Too much good advice

Have you ever noticed that, from a very young age, we are truly inundated with advice and “guidance?” Now I admire the animal kingdom when it comes to giving counsel and life skills. The mother lion, for example, when instructing her cubs has killed and eaten prey before. Failure to do so results in simple Darwinian (1) selection: you die and don’t have any incompetent progeny. These hard earned skills have been passed on through generation after generation by the removal of the weaker and less intelligent members, thereby allowing the superior beast to survive and multiply. One would almost believe that Gaia really is in control of the Earth for without the hardiness of most species, human beings would have wiped them out eons ago.
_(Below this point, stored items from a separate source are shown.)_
PR #629, opened 2022-10-20
#628@patch: Handle style setter in HTMLElement.

### LINKED ISSUE #628: `HTMLElement.style` cannot be set directly
**Describe the bug**

`HTMLElement.style` cannot be set, i.e `element.style = 'display: none'` doesn't work in happy-dom though it works in browsers (even if the `style` property is readonly according to the spec).

https://developer.mozilla.org/en-US/docs/Web/API/HTMLElement/style#setting_styles

> While this property is considered read-only, it is possible to set an inline style by assigning a string directly to the style property. In this case the string is forwarded to [CSSStyleDeclaration.cssText](https://developer.mozilla.org/en-US/docs/Web/API/CSSStyleDeclaration/cssText). Using style in this manner will completely overwrite all inline styles on the element.

**To Reproduce**

```ts

const window = new Window();
button.style = 'display: none';

console.log(button.outerHTML); // "<button></button>"
```

**Expected behavior**

```ts
button.style = 'display: none';
console.log(button.outerHTML); // should display "<button style="display: none"></button>"
```

**Device:**
 - Version 7.6.0
 - Node 16.17.1

jledentu:
This PR adds a setter on `HTMLElement.style` the reproduce the behaviour of DOM implementations, as explained in #628. 

This also fixes another difference between happy-dom and browser implementations: setting `null` or `''` as `style` (or in `cssText`)  shouldn't remove the `style` attribute.

```ts
element.style.cssText = null;
console.log(element.getAttribute('style')); // displays '', not null
```

Since TypeScript forces a value returned by a getter to be assignable to a setter (see https://github.com/microsoft/TypeScript/pull/42425), the `style` setter accepts a `CSSStyleDeclaration` but then resets the `cssText`, as implemented in some browsers.

Closes #628

### DIFF
--- a/packages/happy-dom/src/nodes/html-element/HTMLElement.ts
+++ b/packages/happy-dom/src/nodes/html-element/HTMLElement.ts
@@ -207,7 +207,7 @@ export default class HTMLElement extends Element implements IHTMLElement {
 	 * @see https://developer.mozilla.org/en-US/docs/Web/API/HTMLElement/style#setting_styles
 	 */
 	public set style(cssText: string | CSSStyleDeclaration) {
-		this.setAttribute('style', typeof cssText === 'string' ? <string>cssText : '');
+		this.style.cssText = typeof cssText === 'string' ? <string>cssText : '';
 	}
 
 	/**
--- a/packages/happy-dom/src/nodes/html-element/HTMLElement.ts
+++ b/packages/happy-dom/src/nodes/html-element/HTMLElement.ts
@@ -201,6 +201,16 @@ export default class HTMLElement extends Element implements IHTMLElement {
 	}
 
 	/**
+	 * Sets style.
+	 *
+	 * @param cssText Style as text.
+	 * @see https://developer.mozilla.org/en-US/docs/Web/API/HTMLElement/style#setting_styles
+	 */
+	public set style(cssText: string | CSSStyleDeclaration) {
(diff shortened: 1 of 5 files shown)


packages/happy-dom/src/nodes/html-element/HTMLElement.ts
```diff
@@ -200,6 +200,16 @@ export default class HTMLElement extends Element implements IHTMLElement {
...
 	}
 
+	/**
+	 * Sets style.
+	 *
+	 * @param cssText Style as text.
+	 * @see https://developer.mozilla.org/en-US/docs/Web/API/HTMLElement/style#setting_styles
+	 */
+	public set style(cssText: string | CSSStyleDeclaration) {
+		this.setAttribute('style', typeof cssText === 'string' ? <string>cssText : '');
```
capricorn86, line 210:
```suggestion
		this.style.cssText = cssText;
```

We have to parse the CSS string before setting it (e.g. `element.style = 'invalid: invalid'` won't work).

capricorn86 (changes requested):
Nice contribution! :star2: 

I just found a minor thing.

packages/happy-dom/src/nodes/html-element/HTMLElement.ts
jledentu: Thanks, I updated

capricorn86 (approved):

This sadly is not the case with parents and caregivers. Each person who stumbles into this category begins afresh. There is nothing in our DNA that has genetically prepared us to be responsible for children, in my estimation. We are on our own: talk about critical thinking skills and the lack there of. Soon we are called on to proffer advice and direction. We extend our opinions in total ignorance because the world has moved on by at least one generation, sometimes two, depending on the parent’s age. We are stating ideas that are old and stale, but we think they are current and insightful: hence our modern predilection to control our children. “Tell me high school students, is this true? Of course it is!” The result is a worldwide crew of sallow misanthropes with little desire to engage in the living world. Why would 43% of young people under the age of twenty-five not have a job, or have an inferior one that is little more than wage slavery? (2) Of course it is partially true that the changing economic reality is generating less and less “jobs” in the traditional sense. What is really happening, however, is much more pernicious: Generation Y is too smart and too entitled. It does not want to “put in the effort” to acquire the necessary 10,000 hours of experience to achieve the beginnings of expertise. Why? The simple answer is that they don’t believe they have to: the Internet tells them that everything is achieved effortlessly. Harsh reality steps into play after the third or fourth failed attempt at securing a successful position. (3) Many, I read, are branching out into the entrepreneurial world. Here with little effort and limited investment there is a substantial salary with benefits: a shocking lie. (4) The resulting “slap in the face” usually scars a person for life: the non-communicative clerk or government worker is the result. You can taste the bitterness.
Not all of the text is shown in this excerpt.